## Requirement
From the line below that contains "-319,8 +286,6 @@ void LfpDisplayCanvas::update()" to the line that contains "for that purpose.", repeat every line exactly, both ends included, and nothing else.

## Records provided
PR #303, opened 2019-06-11
Really view just one subprocessor in the LFP viewer, and also view events not corresponding to any data channels

### LINKED ISSUE #302: Changing how the LFP Viewer deals with subprocessors
To preface, this will all probably be obsolete when we have the streams/probes system (#266), but it's also relevant for what my lab is planning in the near future.

I want to revisit the issue of showing TTL events from Network Events (or other potential sources that provide events with no related continuous data) brought up in PR #277. The problem is that the LFP viewer determines how many samples to draw for each event channel from the samples in its source subprocessor, but these events don't have a real source subprocessor. Instead, currently the Network Events plugin has a dummy subprocessor with no data channels that always provides 0 samples, thus 0 event samples get written.

However, since the viewer is really only supposed to show one subprocessor at a time, it should be unambiguous how many samples are in the current buffer. So by making that actually be the case (by selecting source ID and subproc ID rather than just the latter in the LFP viewer combobox), we can save the full source subproc ID that is being viewed and use that as a default.

The downside is that you wouldn't be able to view data from multiple sources in one LFP viewer simultaneously. I'm actually impressed that it doesn't seem to crash when doing that currently, although if the sample rates are different, of course it doesn't display correctly since we're not doing resampling. Anyway, if there's a "zipper" module coming up in the new system, my understanding is that would make this possible again as long as the sources have the same sample rates.

My question is, does this sound like an improvement that would be good to submit for a PR to `development`, or would it break things other people are doing too much and we should just keep it on our fork?

ethanbb:
This resolves #302. To summarize, the LFP viewer currently has the weird behavior of showing data from all subprocessors with a given index in their source nodes, rather than just one single subprocessor. This is convenient and works sometimes, but the incoming data from different sources could have different sample rates or different amounts of samples per buffer even with the same sample rate; dealing with this is complex and currently causes display glitches in some cases, and maybe instability.

This changes the combobox to let you choose a specific source node/subprocessor combination - for example, "File Reader 111/0" is the first subprocessor of the File Reader with node ID 111. Because there is now only one subprocessor being drawn, we only have to keep track of one current sample rate rather than an array of one per channel; however, I also added maps from subprocessor ID to sample rate and # of channels in the node, so that switching from one subproc to another works correctly.

As a side effect, we can now easily fix the issue brought up in #277 of Network Events TTLs not showing up, because we can use the information (i.e. # of samples) from the subprocessor that is being drawn to infer how to draw events with no associated continuous data. A simple way to do this is to treat any event channels with a sample rate of 0 as "standalone" events not corresponding to continuous data. I'm also making open-ephys-plugins/ZMQPlugins#2 that changes the Network Events event channels to have sample rate 0 so that this will work.

There are a bunch of changes, including some style things I did just to get rid of warnings in the process of working through the LFP Viewer code, so definitely ask if some parts don't look right/make sense!

### DIFF
--- a/Plugins/LfpDisplayNode/LfpDisplayCanvas.cpp
+++ b/Plugins/LfpDisplayNode/LfpDisplayCanvas.cpp
@@ -212,67 +212,34 @@ void LfpDisplayCanvas::endAnimation()
 
 void LfpDisplayCanvas::update()
 {
-	if (true)
-	{
     nChans = jmax(processor->getNumSubprocessorChannels(), 0);
 
-	std::cout << "Num chans: " << nChans << std::endl;
+    std::cout << "Num chans: " << nChans << std::endl;
 
     resizeSamplesPerPixelBuffer(nChans);
 
-    sampleRate.clear();
-    screenBufferIndex.clear();
-    lastScreenBufferIndex.clear();
-    displayBufferIndex.clear();
+    sampleRate = 30000; // default
+
+    for (auto* arr : { &screenBufferIndex, &lastScreenBufferIndex, &displayBufferIndex })
+    {
+        arr->clearQuick();
+        arr->insertMultiple(0, 0, nChans + 1); // extra channel for events
+    }
     
     options->setEnabled(nChans != 0);
     // must manually ensure that overlapSelection propagates up to canvas
     channelOverlapFactor = options->selectedOverlapValue.getFloatValue();
 
 	std::cout << "Checking channels: " << nChans << std::endl;
-	for (int i = 0; i < processor->getNumInputs() + 1; i++) // extra channel for events
+
+    for (int i = 0, nInputs = processor->getNumInputs(); i < nInputs; i++)
     {
-		//std::cout << i << std::endl;
-		if (processor->getNumInputs() > 0)
-		{
-			if (i < processor->getNumInputs())
-			{
-				if (processor->getDataChannel(i)->getSubProcessorIdx() == drawableSubprocessor)
-				{
-					sampleRate.add(processor->getDataChannel(i)->getSampleRate());
-					//std::cout << "Adding sample rate " << processor->getDataChannel(i)->getSampleRate() << std::endl;
-				}
-					
-			}
-			else
-			{
-				//Since for now the canvas only supports one event channel, find the first TTL one and use that as sampleRate.
-				//This is a bit hackish and should be fixed for proper multi-ttl-channel support
-
-				for (int c = 0; c < processor->getTotalEventChannels(); c++)
-				{
-					if (processor->getEventChannel(c)->getChannelType() == EventChannel::TTL)
-					{
-						sampleRate.add(processor->getEventChannel(c)->getSampleRate());
-						std::cout << "Sample rate = " << processor->getEventChannel(c)->getSampleRate() << std::endl;
-
-					}
-				}
-			}
-		}
-		else
+        if (processor->getDataSubprocId(i) == drawableSubprocessor)
         {
-			sampleRate.add(30000);
+            sampleRate = processor->getDataChannel(i)->getSampleRate();
+            break;
         }
-        
-       // std::cout << "Sample rate for ch " << i << " = " << sampleRate[i] << std::endl; 
-        displayBufferIndex.add(0);
-        screenBufferIndex.add(0);
-        lastScreenBufferIndex.add(0);
     }
-
-	lfpDisplay->setDisplayedSampleRate(sampleRate[0]); // only one sample rate possible for now
-	std::cout << "Setting display sample rate to " << sampleRate[0] << std::endl;
 
 	std::cout << "Checking channel alignment: " << nChans << std::endl;
     if (nChans != lfpDisplay->getNumChannels())
@@ -319,8 +286,6 @@ void LfpDisplayCanvas::update()
             lfpDisplay->rebuildDrawableChannelsList();
         }
     }
-    
-	}
 }
 
 
@@ -410,7 +375,7 @@ void LfpDisplayCanvas::updateScreenBuffer()
 			//     std::cout << channel << " " << sbi << " " << dbi << " " << nSamples << std::endl;
 
 
-			float ratio = sampleRate[channel] * timebase / float(getWidth() - leftmargin - scrollBarThickness); // samples / pixel
+			float ratio = sampleRate * timebase / float(getWidth() - leftmargin - scrollBarThickness); // samples / pixel
 			// this number is crucial: converting from samples to values (in px) for the screen buffer
 			int valuesNeeded = (int) float(nSamples) / ratio; // N pixels needed for this update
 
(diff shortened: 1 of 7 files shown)


aacuevas:
Thanks for this!

The only thing I'm not convinced is using a 0 sample rate as indicator that the event is "standalone"
For this kind of events, the GUI sets timestamps based on a reference processor (by default the first continuous data source), using interpolation to approximate the moment of event generation (for example a command received by network) to their matching timestamp.
The same way, the event "sample rate" is set to that of the selected reference processor. This way, getting the timestamp is seconds is as easy as dividing timestamp by sample rate, and everything is contained inside the event info structure.

Using a zero-timestamp as a marker not only feels hackish, it also prevents having this information stored anywhere.

I'd advocate using a different approach. Maybe adding some fields to the Event class itself to register if the source processor had associated continuous data or not. Although I'm generally against adding stuff to the base classes, this could justify it.

ethanbb:
@aacuevas OK, good point. I didn't realize the sample rate on event channels was used for that purpose.

What I had previously, before changing it at the last minute to setting the sample rate to 0 since I thought it was simpler, was that event channels with no source data would set all fields of the metadata `source.channel.identifier.full` to 0 (so that `getChannelSourceID()` would return 0). Maybe that's less hacky? Although the downside is it would be pretty tricky to discover for a new plugin author unless it was explicitly documented.

aacuevas:
I was thinking on adding a field in Event telling if the source processor has continuous data or not.
A simple Event::sourceGeneratesTimestamps() (set to the source processor generatesTimestamps() ) could suffice.

It could also be useful to add some
Event::getTimestampSourceID() and Event::GetTimestampSourceSubprocessor()
methods, to get the exact source the timestamps are coming from.

ethanbb:
OK, I'm not sure I see the full picture yet but it makes sense to me to make this information available in a less hacky way than in the metadata field. So do you want to just leave the PR open for now pending base class changes?

I'm going to revert the last commit that added the check for sample rate = 0, since it seems like we agree that was a bad idea.

ethanbb:
I guess when you create the `Event` object, somehow the constructor would need to know the source node/subproc of the continuous data as well as of the event if those differ? (Instead of using the hacky metadata field.) So you could provide those as optional arguments, which would default to using the same as the event source which is known to the `EventChannel`? Except if the `EventChannel` source doesn't generate timestamps, in which case it would fall back to the current global timestamp source?

A little convoluted, but it would be flexible in that changes to the timestamp source or to the data channel backing an event channel would be reflected in any subsequently created events without making a new `EventChannel` object or needing to stop acquisition.

aacuevas:
I left this for a while, sorry, but I believe it is time to revive it. I would want these changes to get into the next release I am preparing.
I updated a bit the EventChannel class from this discussion. There is a getTimestampsOrigin() method thar returns three possible values:
- timestampsFromContinuousSource, for those generated by a regular source node (like the Rhythm node)
- timestampsFromGlobalSource, for those generated by sources that do not generate timestamps (like the Network Events)
- timestampsDerivedFromChannel, for those that are created by a filter from a continuous channel (like the phase detector)
For this last kind, there is also a dedicated constructor which, instead of a sampleRate has a DataChannel* as argument.
I have also added two methods to get the sourceid and subprocessor which originates the timestamps (i.e., those of the channel). I am not sure if I should add also a channel idx field, so the metadata field would be redundant.

Could you please check the changes and update this PR accordingly if needed?

ethanbb:
This is great, thanks! Working on updating the PR.

Is it me or are the new getter functions not yet implemented? I can't see them in `InfoObjects.cpp`.

ethanbb:
@aacuevas: Should we still keep a separate TTL state for each subprocessor? As in, for this line:

`ttlState[eventSourceNodeId] |= (1LL << eventChannel)`

I'm not sure what should happen if the event is linked to the global timestamp source and not any specific data channel/subprocessor. It seems like having just one global TTL state might be less confusing. Is there a use case for maintaining separate channel namespaces/states for different data sources?

aacuevas:
Yes, the method bodies were missing from the commits, my bad. They are on the repo now.

Regarding your second question, the truth is that the LFP viewers still rely on old core, before event channel objects were a thing. That is also why they only support 8 TTLs with no distinction of source.
I did some additions in preparation for eventual improvements that made such distinctions, but they haven't happened yet.

ethanbb:
OK, so I guess TTL events not linked to a specific data channel could alter the TTL state of all sources? Does that seem logical?

aacuevas:
Do you mean throughout the system or just for the LFP viewer? For the whole system we have to take into considerations the limitations of the JUCE library, as well as make it general enough. "ttl states" is only relevant to visualization, as TTL events have value on their own. Mixing them for visualization is actually a non desirable side effect of the viewers being based on an old architecture. Ideally we should be able to select which TTL events to visualize. But that is an extensive patch outside of the scope of this PR.

For the sake of getting this PR working, I have added a new `CoreServices` method, 'getGlobalTimestampSourceFullId()`, which I believe has enough merit to exist. I have also updated the event channel objects so the timestamp origin is set to that same value when `timestampFromGlobalSource`.

Since for visualization we are, indeed, mixing all ttl events with a shared timestamp source into a single state, for events with `timestampsFromGlobalSource` we can now just use the same method for all three types and set the joint TTL state for each source.

I would like this PR to be integrated into development as soon as possible, as we are planning a new release soon and I feel this should be into it.

Thanks for all the help!

aacuevas:
I do believe there is amisconception with ttls and data links.
Most of the TTLs are actually not data linked. Any TTL inputted into the acquisition board, for example, is not inherently linked to any data. It is just that the timestamps are generated by the acquisition board.
An event generated by a filter is usually linked to a channel. But keep in mind that a filter might generate other kind of events. There could be, for example, a processor that detected peaks and generated a binary event with the amplitude for any local peak. TTLs are just one particular type of event. Of course, those events timings are related to a channel and share timestamps with the processor which created the channels.

And now we get to the third type. Stuff like the network processor creates events (which may be TTL, text messages or binary events) with no relation to any source whatsoever. But when recording (which is the priority) we need to be aware of when they were generated. That is where the global timestamps come into action. Global timestamps are actually "timestamps for processors which do not produce their own but produce events", nothing more.

By default they are interpolated from the first continuous source, but it can be selected with Edit/Timestamp source.

For recording, there no issue at all. Everything get recorded with their timestamps that can, in turn, be converted to seconds, synchronized with other sources, etc... Keep in mind that the priority is always recording, and having all the data present in the recordings.
Visualizing is another issue. For example, one might want to see events in the LFP viewer generated by the network events module, even when they are not related to the continuous channels being shown.

Now, the LFP viewer on itself is in an incomplete state related to that. Right now it just lets you see "8 channels" which originally corresponded to the hardware TTLs. In a ideal scenario, there would be 8 (or N) visualization "channels" whose actual event source could be selected. 
Also, the way it works now, trying to synchronize events and data coming at different rates with different timestamps does not work properly. That why in the LFP viewer we have now we added the selector, so it only shows continuous data related to a single source. Ideally, we should maybe do that the visualized events are also those whose timestamps are related to that source, that should not be too difficult, but is still some work outside the scope of this PR.

ethanbb:
OK, should be working now. See also open-ephys-plugins/ZMQPlugins#4.

aacuevas:
Great, thanks!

## Output of the exercise
@@ -319,8 +286,6 @@ void LfpDisplayCanvas::update()
             lfpDisplay->rebuildDrawableChannelsList();
         }
     }
-    
-	}
 }
 
 
@@ -410,7 +375,7 @@ void LfpDisplayCanvas::updateScreenBuffer()
 			//     std::cout << channel << " " << sbi << " " << dbi << " " << nSamples << std::endl;
 
 
-			float ratio = sampleRate[channel] * timebase / float(getWidth() - leftmargin - scrollBarThickness); // samples / pixel
+			float ratio = sampleRate * timebase / float(getWidth() - leftmargin - scrollBarThickness); // samples / pixel
 			// this number is crucial: converting from samples to values (in px) for the screen buffer
 			int valuesNeeded = (int) float(nSamples) / ratio; // N pixels needed for this update
 
(diff shortened: 1 of 7 files shown)


aacuevas:
Thanks for this!

The only thing I'm not convinced is using a 0 sample rate as indicator that the event is "standalone"
For this kind of events, the GUI sets timestamps based on a reference processor (by default the first continuous data source), using interpolation to approximate the moment of event generation (for example a command received by network) to their matching timestamp.
The same way, the event "sample rate" is set to that of the selected reference processor. This way, getting the timestamp is seconds is as easy as dividing timestamp by sample rate, and everything is contained inside the event info structure.

Using a zero-timestamp as a marker not only feels hackish, it also prevents having this information stored anywhere.

I'd advocate using a different approach. Maybe adding some fields to the Event class itself to register if the source processor had associated continuous data or not. Although I'm generally against adding stuff to the base classes, this could justify it.

ethanbb:
@aacuevas OK, good point. I didn't realize the sample rate on event channels was used for that purpose.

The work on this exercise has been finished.